• PROBLEM TO WORK ON: For each line in the data below that holds "templates", return a copy.
+--
PR #1086, opened 2018-02-22
Show opportunity/campaign children on prmary pages

alanmoo:
For easier review apps. Still not perfect, but an improvement on what we have.

### DIFF
--- a/network-api/networkapi/templates/pages/menus/side-menu-items.html
+++ b/network-api/networkapi/templates/pages/menus/side-menu-items.html
@@ -1,11 +1,11 @@
 {% load pages_tags %}
 {% for page in page_branch %}
   {% if page.in_menu %}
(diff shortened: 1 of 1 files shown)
+--
• SOLUTION TO THIS EXERCISE:
--- a/network-api/networkapi/templates/pages/menus/side-menu-items.html
+++ b/network-api/networkapi/templates/pages/menus/side-menu-items.html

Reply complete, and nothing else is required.